*** Recorded data ***

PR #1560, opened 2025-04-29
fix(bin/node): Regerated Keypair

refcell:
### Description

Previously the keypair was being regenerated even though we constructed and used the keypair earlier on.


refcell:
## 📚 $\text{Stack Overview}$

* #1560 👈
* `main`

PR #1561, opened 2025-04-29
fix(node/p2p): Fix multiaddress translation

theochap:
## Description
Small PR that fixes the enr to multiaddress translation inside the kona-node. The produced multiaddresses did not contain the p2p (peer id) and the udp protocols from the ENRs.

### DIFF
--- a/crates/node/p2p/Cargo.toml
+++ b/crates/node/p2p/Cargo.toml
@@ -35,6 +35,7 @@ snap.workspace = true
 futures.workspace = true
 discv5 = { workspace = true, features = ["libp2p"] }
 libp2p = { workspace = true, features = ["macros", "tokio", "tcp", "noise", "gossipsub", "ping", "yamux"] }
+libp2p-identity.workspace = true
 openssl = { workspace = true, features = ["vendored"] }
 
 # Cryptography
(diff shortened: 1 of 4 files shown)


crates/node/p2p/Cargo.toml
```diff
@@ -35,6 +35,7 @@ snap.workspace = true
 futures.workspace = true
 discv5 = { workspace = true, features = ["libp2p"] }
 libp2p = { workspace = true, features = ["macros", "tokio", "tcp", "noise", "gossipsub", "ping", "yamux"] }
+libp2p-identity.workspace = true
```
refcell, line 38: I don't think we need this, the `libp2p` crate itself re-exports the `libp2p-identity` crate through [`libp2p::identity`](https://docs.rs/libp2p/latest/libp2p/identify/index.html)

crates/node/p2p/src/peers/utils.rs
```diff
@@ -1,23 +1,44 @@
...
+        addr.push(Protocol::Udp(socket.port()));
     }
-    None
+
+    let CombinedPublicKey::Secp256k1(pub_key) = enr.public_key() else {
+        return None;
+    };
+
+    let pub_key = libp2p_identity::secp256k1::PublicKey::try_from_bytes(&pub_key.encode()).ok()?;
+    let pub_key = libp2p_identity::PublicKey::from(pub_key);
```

***
*** Recorded data ***

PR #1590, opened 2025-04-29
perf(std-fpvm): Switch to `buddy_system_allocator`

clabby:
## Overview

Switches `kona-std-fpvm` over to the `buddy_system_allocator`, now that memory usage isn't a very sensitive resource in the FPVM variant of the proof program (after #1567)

***
*** Recorded data ***

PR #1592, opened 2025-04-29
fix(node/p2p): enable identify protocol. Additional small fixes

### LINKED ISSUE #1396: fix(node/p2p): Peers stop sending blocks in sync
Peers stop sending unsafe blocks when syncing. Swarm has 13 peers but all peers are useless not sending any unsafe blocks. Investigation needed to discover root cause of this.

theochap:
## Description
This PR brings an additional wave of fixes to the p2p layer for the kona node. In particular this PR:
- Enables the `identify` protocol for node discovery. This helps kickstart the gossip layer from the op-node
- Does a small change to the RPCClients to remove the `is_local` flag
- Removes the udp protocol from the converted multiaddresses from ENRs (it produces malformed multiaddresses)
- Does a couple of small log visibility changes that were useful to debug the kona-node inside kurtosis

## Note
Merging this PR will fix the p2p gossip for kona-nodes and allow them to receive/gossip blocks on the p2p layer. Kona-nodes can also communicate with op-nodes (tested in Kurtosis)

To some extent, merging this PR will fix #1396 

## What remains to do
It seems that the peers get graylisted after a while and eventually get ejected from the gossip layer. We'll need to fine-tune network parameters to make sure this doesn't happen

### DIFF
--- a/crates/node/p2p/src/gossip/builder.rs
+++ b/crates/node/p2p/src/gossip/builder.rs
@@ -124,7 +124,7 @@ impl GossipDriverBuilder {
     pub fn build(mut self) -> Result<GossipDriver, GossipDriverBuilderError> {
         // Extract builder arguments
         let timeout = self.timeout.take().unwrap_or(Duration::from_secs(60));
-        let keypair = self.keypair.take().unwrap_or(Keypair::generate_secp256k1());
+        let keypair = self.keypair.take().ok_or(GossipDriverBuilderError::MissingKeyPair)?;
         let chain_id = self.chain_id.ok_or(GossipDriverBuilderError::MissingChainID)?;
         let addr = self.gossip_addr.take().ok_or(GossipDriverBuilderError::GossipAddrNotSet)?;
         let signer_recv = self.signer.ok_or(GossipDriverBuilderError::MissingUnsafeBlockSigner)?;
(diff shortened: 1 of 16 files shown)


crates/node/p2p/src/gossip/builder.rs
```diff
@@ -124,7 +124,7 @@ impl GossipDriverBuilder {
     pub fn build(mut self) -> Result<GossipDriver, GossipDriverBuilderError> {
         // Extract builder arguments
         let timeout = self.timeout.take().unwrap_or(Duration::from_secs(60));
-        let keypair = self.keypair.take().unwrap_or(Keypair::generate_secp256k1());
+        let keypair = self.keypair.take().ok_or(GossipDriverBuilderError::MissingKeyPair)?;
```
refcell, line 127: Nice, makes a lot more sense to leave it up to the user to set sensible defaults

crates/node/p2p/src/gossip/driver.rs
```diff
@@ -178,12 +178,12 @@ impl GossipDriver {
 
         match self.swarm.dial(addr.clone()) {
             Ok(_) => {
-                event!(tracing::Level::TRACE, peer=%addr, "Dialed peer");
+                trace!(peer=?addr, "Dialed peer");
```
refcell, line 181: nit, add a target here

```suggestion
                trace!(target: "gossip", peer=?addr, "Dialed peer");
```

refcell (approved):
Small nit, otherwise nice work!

***

* How to complete this task:
Read through the entries, then copy every line where the string "layer" is found.

* Your response:
This PR brings an additional wave of fixes to the p2p layer for the kona node. In particular this PR:
- Enables the `identify` protocol for node discovery. This helps kickstart the gossip layer from the op-node
Merging this PR will fix the p2p gossip for kona-nodes and allow them to receive/gossip blocks on the p2p layer. Kona-nodes can also communicate with op-nodes (tested in Kurtosis)
It seems that the peers get graylisted after a while and eventually get ejected from the gossip layer. We'll need to fine-tune network parameters to make sure this doesn't happen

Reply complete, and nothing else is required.